# Why is the most general solution of a non-homogenous linear ODE the sum of the complementary and particular solutions?

Take a linear, non-homogenous ODE:

$$Ay^{\prime\prime}(x) + By^\prime(x) + Cy(x) = f(x)$$

It is known that one can find the general solution to this equation by taking a solution to the following:

$$Ay_h^{\prime\prime}(x) + By_h^\prime(x) + Cy_h(x) = 0$$

And a particular solution of the original ODE:

$$Ay_p^{\prime\prime}(x) + By_p^\prime(x) + Cy_p(x) = f(x)$$

By adding the two together, you get the following:

$$A\Big(y_p^{\prime\prime}(x) + y_c^{\prime\prime}(x)\Big) + B\Big(y_p^\prime(x) + y_c^\prime(x)\Big) + C\Big(y_p(x) + y_c(x)\Big) = f(x)$$

Thus, it is proven that a solution to the ODE is given by $$y_p(x) + y_c(x)$$. Why, though, is this the most general solution? I'm aware the solution is made more general by the introduction of the general homogenous solution, but how do we know that there isn't a more comprehensive solution?

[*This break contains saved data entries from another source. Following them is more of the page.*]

Issue #47, opened 2024-09-21
Style adversary sheet


stanavdb:
Same as #44 but for the adversary sheets.

# Design
![n01_SheetMockups_Actions](https://github.com/user-attachments/assets/44c80a26-4069-4d0b-b4e2-e56dbfc331fe)
![n02_SheetMockups_Equipment](https://github.com/user-attachments/assets/51bdd87d-3867-426c-b7f2-f837d8acc0de)
![n03_SheetMockups_Effects](https://github.com/user-attachments/assets/3cc9f7c2-2db3-405d-91df-d55bf4214703)

zithith:
see https://github.com/stanavdb/cosmere-rpg/issues/44#issuecomment-2408226253

PR #78, opened 2024-10-18
Characters

### LINKED ISSUE #44: Style character sheet
The current design for the character sheet is functional, but doesn't yet match the awesome designs by @MangoFVTT. 
The general structure is mostly there, but a lot of clean up on the CSS/HTML is needed.

# Designs
01_SheetMockups_Details
02_SheetMockups_Actions
03_SheetMockups_Equipment
04_SheetMockups_Goals
05_SheetMockups_Effects

### LINKED ISSUE #71: Add theme support
We want to support a different themes for sheets (Actor/Item, possibly other UI elements as well) for all the various Cosmere worlds that will be released. These themes will be provided through their respective world modules. 

A robust theme system that allows us to provide themes in a standardised way through world modules. Users will need to be able to select their preferred themes, likely with some defaulting if only a single world module is used. 

**Checklist:**

PilotKayer:
**Type**  

- [ ] Bug fix
- [X] Feature
- [ ] Refactor

**Description**  
_A clear and concise description of the changes you are making. What does this PR implement or fix?_

CSS and HTML updates on both Adversary and Character sheets to better align with what was proposed by MangoVFTT. It is going for a more clean look with less visual clutter. See screenshot attached.

**Related Issue**  
_This PR must be linked to an existing issue. Please specify the related issue number and whether this PR fully or partially resolves it. Use the format `Closes #<issue-number>` or `Partially addresses #<issue-number>`._

Partially closes #44 and #47 . Closes #71 .

**How Has This Been Tested?**  
_Describe how you tested the changes and how others can replicate the testing steps._

image

**Checklist:**  
- [X] I have tested my changes on Foundry VTT version: `Version 12 Stable - Build 331`.

**Additional context**  
Colours setting have been updated to work with variables. This means that it should fully support themes and therefore should be able to close #71.
I have made changes in the "default" colours and look from what was originally proposed to avoid visual clutter. This sheets are game pieces that need to be clean and clear to understand. I agree that making them pretty was necessary to "bling" the system. However, the proposed sheets had too much details and too much use of the accent colour. I scaled down the use of special SVGs and the accent colour, and instead opted for a clean look to make it a more clear game piece rather than something which simply looks good.


src/style.scss
```diff
@@ -25,6 +25,18 @@
...
+    --plotweaver-color-accent: #ffcb74;
+    --plotweaver-color-faded: #f6f6f6;
+    --plotweaver-color-sheet: #111111;
+
+    --plotweaver-color-base-1: #000000;
+    --plotweaver-color-base-2: #1f1f1f;
+    --plotweaver-color-base-3: #2f2f2f;
+    --plotweaver-color-base-4: #3f3f3f;
+    --plotweaver-color-base-5: #4f4f4f;
+    --plotweaver-color-base-6: #5f5f5f;
```
MangoFVTT, line 38: There's already a `&.theme-plotweaver` as the default theme, why add a whole new set?

src/style.scss
```diff
@@ -16,7 +16,7 @@
     --plotweaver-color-grey-4: #444;
     --plotweaver-color-grey-5: #555;
     --plotweaver-color-white: white;
-    --plotweaver-color-off-white: #f0f0e0;
+    --plotweaver-color-off-white: #fffff0;
```
MangoFVTT, line 19: This should not be changed as it is the colour used by Foundry itself for showing settings icons and such and we don't want mismatches

TheFlyingPig:
This is some great work!  I think MangoFVTT is right, we should stick as close as possible to their proposed design, and then for changes we should discuss and debate them in Discord or on an issue here.

src/style.scss
PilotKayer: To put it very simply, it doesn't work. I have attached an image to show how it looks if I comment out this section.
image

src/style.scss
PilotKayer: Good catch, it has been reverted.

src/style.scss
zithith: I suspect that's because we may have some dodgy scss syntax? though I feel like it should work.
Either way we'd need to make sure the theme class is applied to the correct element, which I'm not sure we do at the moment? It may be hard coded to something right now for dev though, so have a look. Might want to look at how various other modules handle theme switching? especially tying it to a world setting (I'll try looking up some of the Star Wars UI ones in this regard tomorrow and link back).
For now, this link might help? https://bcodes.io/blog/post/theming-css-variables-in-scss

MangoFVTT: If the default theme doesn't work then the stormlight theme is unlikely to either, so I would figure out getting it to work before we commit anything since themes are very important to how the premium modules will be set up

PilotKayer: @zithith it is not to do with the CSS structure, but to how the root is not receiving the theme tag. Furthermore, @MangoFVTT, I might have to update this PR to not include issue #71 as I unfortunately do not have the time to debug the theming issue.
My current priority is making sure that the SVGs, colours and positions are correct.

zithith: @PilotKayer Yeah there's definitely something to look into here, and I think it relates to the fact we are relying on default foundry dark mode to handle a lot for us in the base sheets.
In release 0.1.0 I added in a setting toggle for item sheet tabs that required inserting a class higher up the chain than the sheets themselves could handle, so we probably need to do something similar for the theme switch. Happy to pick up #71 myself and try this approach (after we've figured out what glaring parts of the 0.1 release need immediate attention)

PilotKayer:
### Draft 2 release for the Character sheet.
This draft has been built to better represent the original design by @MangoFVTT .
#### To Note:
1. Adversary sheet is currently broken in this build
2. I have left in the gradients - please let me know if I should leave it in or remove it until we figure out how to add the suggested "HD pack"
3. This has not been implemented for "light mode", and is, therefore, broken.

Screenshots:
image
image
image
image
image

src/style/sheets/actor/character.scss
```diff
@@ -164,18 +274,95 @@
...
             flex-direction: column;
 
-            border: 1px solid #463a47;
-            overflow: hidden;
-            background: #0b0a13;
+            background: var(--plotweaver-color-base-2);
             text-shadow: 0 0 0.5rem black;
             box-shadow: 0 0 0.5rem black;
 
+            .border {
```
zithith, line 286: if this border block is exactly the same as the one above (or very similar to it and/or other declarations for borders) could we maybe make a SCSS mixin?

zithith (approved):
Overall comments:
This is great and I think we want to get it in soon, but some comments for potential future passes:
* There's a lot of hard-coded paths in the html templates, ones that I suspect are the same?... can we find a way to inject these dynamically at least, so that there is less maintenance overhead. and to potentially also optimise the final markup too.
* These CSS files are getting HUGE. I know it wasn't part of this issue, but we probably want a ticket to spend time really thinking about how we can reduce duplication of definitions and optimise this, both for the SCSS in the repo and the size of the outputted native CSS

MangoFVTT (approved):
I agree with Zitith, I'm worried about all the hardcoded paths in the templates because it means we can't easily change SVGs if we want to. It's gonna be hell to maintain if we ever need to change layouts and sizes of borders. Other than that though this is fine. I'll do a clean-up pass on the css when I implement colours for light themes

• This is because the LHS of the ODE is linear in $y$. If $y_1$ and $y_2$ are two solutions of the non-homogeneous ODE, their difference $y_1 - y_2$ will be a solution of the homogeneous ODE. – achille hui May 6 '19 at 0:18
• I've wondered this as well. Can you clarify @achillehui? Are you saying that because the difference of any two solutions is a solution there will be no other solutions because you just subtract them out? – Michael Stachowsky May 6 '19 at 0:34
• Err... OP, you are aware that technically the ODE presented in the first line simplifies to just $Dy = f$ if you define $D := A+B+C$ and factor, right? And similar for later equations. I imagine you meant to include derivatives in there somewhere. – Eevee Trainer May 6 '19 at 0:40
• @EeveeTrainer Haha, thanks for pointing that out - fixed. – VortixDev May 6 '19 at 0:44

To build on achille hui's point in the comments, this is to do with a larger property of linear maps. If you have a linear map $$T : V \to W$$, a point $$w \in W$$, and wish to solve $$Tx = w \tag{1}$$ for $$x \in V$$, then assuming the equation has a solution $$x_p$$, then the general solution to $$(1)$$ is given by \begin{align*} x &= x_p + x_c &\text{where } Tx_c = 0. \end{align*}
To show this property, consider a particular solution $$x_p$$ to $$(1)$$. If $$x$$ is another solution $$x$$ to $$(1)$$, then by linearity, $$T(x - x_p) = Tx - Tx_p = w - w = 0,$$ hence there must exist some $$x_c$$ satisfying $$Tx_c = 0$$ such that $$x - x_p = x_c$$, or equivalently, $$x = x_p + x_c$$. Conversely, if $$x = x_p + x_c$$, where $$x_c$$ satisfies $$Tx_c = 0$$, then by linearity, $$Tx = T(x_p + x_c) = Tx_p + Tx_c = w + 0 = w,$$ hence $$x$$ satisfies $$(1)$$ too. That is, $$x$$ satisfies $$(1)$$ if and only if it can be expressed as $$x = x_p + x_c$$ where $$Tx_c = 0$$, proving the property.
When we have a second order (or any order) linear ODE $$f(x)y'' + g(x)y' + h(x)y = r(x), \tag{2}$$ then we can define a linear operator $$T$$ from the vector space of twice differentiable functions in some neighbourhood of the initial point, to the space of real-valued functions on the aforementioned neighbourhood by $$T(y) = f \cdot y'' + g \cdot y' + h \cdot y$$ Then $$(2)$$ reduces to $$T(y) = r$$, which makes it analogous to $$(1)$$.
This property of linear maps also can be applied to matrix equations; the general solution to $$A\vec{x} = \vec{b}$$ is the general solution to $$A\vec{x} = \vec{0}$$ (aka the nullspace of $$A$$), but offset by a particular solution $$x_p$$.